# THE DATA:

PR #5190, opened 2021-09-07
Eliminate redundant tests

bjorng:
This pull request reimplements existing optimizations as optimizations on SSA code, making them more effective, and eliminates the `beam_peep` pass.

The main optimization in this pull request is elimination of redundant tests. Redundant tests can be introduced by inlining, macros, or complex guards such as:

    is_head(M, S) when M =:= <<1>>, S =:= <<2>> ->
        true;
    is_head(M, S) when M =:= <<1>>, S =:= <<3>> ->
        false.

Here the `M =:= <<1>>` test is repeated.

Another source of redundant test is when a test is following by its inverse test, such as:

    if
        A < B -> . . . ;
        A >= B -> . . .
    end

and:

    if
        A < B -> . . . ;
        A > B -> . . . ;
        A == B -> . . .
    end

The last test in each `if` is redundant and will be removed.

The module that this optimization had the biggest impact on is the Elixir module `Enum`. The `Enum` module inlines its `reduce/3` function in many functions. In about 20 functions (such as `drop/2`), the inlining would result in unreachable code for folding a list. The redundant test optimization removes that unreachable code.


lib/compiler/src/beam_jump.erl
```diff
@@ -629,6 +629,28 @@ opt([{test,_,{f,_}=Lbl,_}=I|Is], Acc, St) ->
     opt(Is, [I|Acc], label_used(Lbl, St));
 opt([{test,_,{f,_}=Lbl,_,_,_}=I|Is], Acc, St) ->
     opt(Is, [I|Acc], label_used(Lbl, St));
+opt([{select,select_val,R,F,Vls0}|Is], Acc, St) ->
+    case prune_redundant_values(Vls0, F) of
+	[] ->
+	    %% No values left. Must convert to plain jump.
```
jhogberg, line 623: Nitpick: there seems to be a mix of tabs and spaces in this section, maybe convert them all to spaces?

jhogberg (approved):

lib/compiler/src/beam_jump.erl
bjorng: Done.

# TASK TO CARRY OUT:
Your answer should be an exact transcription of the data above.

# OUTPUT FOR THIS EXERCISE:
PR #5190, opened 2021-09-07
Eliminate redundant tests

bjorng:
This pull request reimplements existing optimizations as optimizations on SSA code, making them more effective, and eliminates the `beam_peep` pass.

The main optimization in this pull request is elimination of redundant tests. Redundant tests can be introduced by inlining, macros, or complex guards such as:

    is_head(M, S) when M =:= <<1>>, S =:= <<2>> ->
        true;
    is_head(M, S) when M =:= <<1>>, S =:= <<3>> ->
        false.

Here the `M =:= <<1>>` test is repeated.

Another source of redundant test is when a test is following by its inverse test, such as:

    if
        A < B -> . . . ;
        A >= B -> . . .
    end

and:

    if
        A < B -> . . . ;
        A > B -> . . . ;
        A == B -> . . .
    end

The last test in each `if` is redundant and will be removed.

The module that this optimization had the biggest impact on is the Elixir module `Enum`. The `Enum` module inlines its `reduce/3` function in many functions. In about 20 functions (such as `drop/2`), the inlining would result in unreachable code for folding a list. The redundant test optimization removes that unreachable code.


lib/compiler/src/beam_jump.erl
```diff
@@ -629,6 +629,28 @@ opt([{test,_,{f,_}=Lbl,_}=I|Is], Acc, St) ->
     opt(Is, [I|Acc], label_used(Lbl, St));
 opt([{test,_,{f,_}=Lbl,_,_,_}=I|Is], Acc, St) ->
     opt(Is, [I|Acc], label_used(Lbl, St));
+opt([{select,select_val,R,F,Vls0}|Is], Acc, St) ->
+    case prune_redundant_values(Vls0, F) of
+	[] ->
+	    %% No values left. Must convert to plain jump.
```
jhogberg, line 623: Nitpick: there seems to be a mix of tabs and spaces in this section, maybe convert them all to spaces?

jhogberg (approved):

lib/compiler/src/beam_jump.erl
bjorng: Done.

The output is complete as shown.